Question

proActiv: No major promoter when internal promoters are strong

1

Entering edit mode

Saulius ▴ 10

@saulius-24060

Last seen 4.7 years ago

Germany

The authors of proActiv have redirected my enquiry on github to this forum, I am therefore copying it here:

While investigating the proActiv results for my sample dataset I came across the fact that many genes do not have a "Major" promoter, yet they tend to have multiple Minor promoters.

This was a bit unexpected as example workflow states the following (emphasis mine):

Promoters are also categorized into three classes. Promoters with activity < 0.25 are classified as inactive, while the most active promoters of each gene are classified as major promoters. Promoters active at lower levels are classified as minor promoters.

I now realise that this is related to the other statement described in limitations section:

proActiv will not provide promoter activity estimates for promoters which are not uniquely identifiable from splice junctions (single exon transcripts, promoters which overlap with internal exons).

Which makes sense. Looking at the source code, I believe this limitation is implemented as internalPromoter column in the output of proActiv.

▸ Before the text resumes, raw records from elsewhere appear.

PR #1250, opened 2024-10-16
Adds moj scrollable pane

imtiazAhmd:
## Description of change

[Link to relevant ticket](https://dsdmoj.atlassian.net/browse/CRM457-2150)

### Before changes:
dev submit-crime-forms service justice gov uk_prior-authority_applications(iPhone SE)

### After changes:
ezgif-1-0d0fddaa89

### DIFF
--- a/app/assets/stylesheets/application.scss
+++ b/app/assets/stylesheets/application.scss
@@ -15,6 +15,7 @@
 @import "@ministryofjustice/frontend/moj/utilities/hidden";
 @import "@ministryofjustice/frontend/moj/components/multi-file-upload/multi-file-upload";
 @import "@ministryofjustice/frontend/moj/components/banner/banner";
+@import "@ministryofjustice/frontend/moj/objects/_scrollable-pane";
 
 .govuk-button-group.confirmation-button-group > form {
     display: inline-flex;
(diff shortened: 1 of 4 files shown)


app/assets/stylesheets/application.scss
```diff
@@ -15,7 +15,12 @@
 @import "@ministryofjustice/frontend/moj/utilities/hidden";
 @import "@ministryofjustice/frontend/moj/components/multi-file-upload/multi-file-upload";
 @import "@ministryofjustice/frontend/moj/components/banner/banner";
+@import "@ministryofjustice/frontend/moj/objects/_scrollable-pane";
 
 .govuk-button-group.confirmation-button-group > form {
     display: inline-flex;
 }
+
+.fixed-to-right {
```
elken, line 24: So this is a weird one that seems to only affect Chrome and I wonder why this isn't upstreamed. `govuk-visually-hidden` should probably also have `inset: 0` applied to it, I might query that but in the meantime yeah this works.

Worth adding a comment maybe?

elken (approved):

app/assets/stylesheets/application.scss
imtiazAhmd: I was wondering that too, but in the `govuk-visually-hidden` we have `position: absolute` and no `inset` set. It only acts weird when placed in a `scrollable-pane` which is MOJ component and not GOVUK component. May be thats why it's never been flagged.

elken: `inset` is just shorthand for `top`, `left`, `bottom` and `right`, so just a more complete version of what you had.

And yes perhaps, I'll email them shortly.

In the actual implementation, specifically these lines, the "Major/Minor" classification is assigned before filtering out the internal promoters though.

In cases where an internalPromoter has higher _activity_ than any non internal promoter, this would result this _internal_ promoter being assigned the Major tag in the code. This assignment would be overwritten with NA immediately, but no other promoter being selected as Major leaving only Minor promoters and NAs.

Is this expected?
Shouldn't one of the otherwise Minor promoters that are not internalPromoter be assigned the Major label in these cases?

proActiv • 1.5k views

ADD COMMENT • link updated 5.2 years ago by Jonathan Göke ▴ 60 • written 5.2 years ago by Saulius ▴ 10

score 3 · Accepted Answer · 2020-11-04

thanks for posting this here, it's a good question and you already provide the explanation. We discussed this when implementing the major promoter assignment, and it is not clear what is the best way to label genes where internal promoters have the highest read count. With the current implementation, only genes which have a major promoter that is not considered "internal" will have a major promoter label. This way it is clear that there could potentially be another promoter that is highly active which can't be estimated. "Major" promoter labels can be (manually) recalculated after the filtering to select the major promoter among the remaining "minor" promoters.

It's still a valid point though, and if there is a strong argument for changing this that could certainly be done.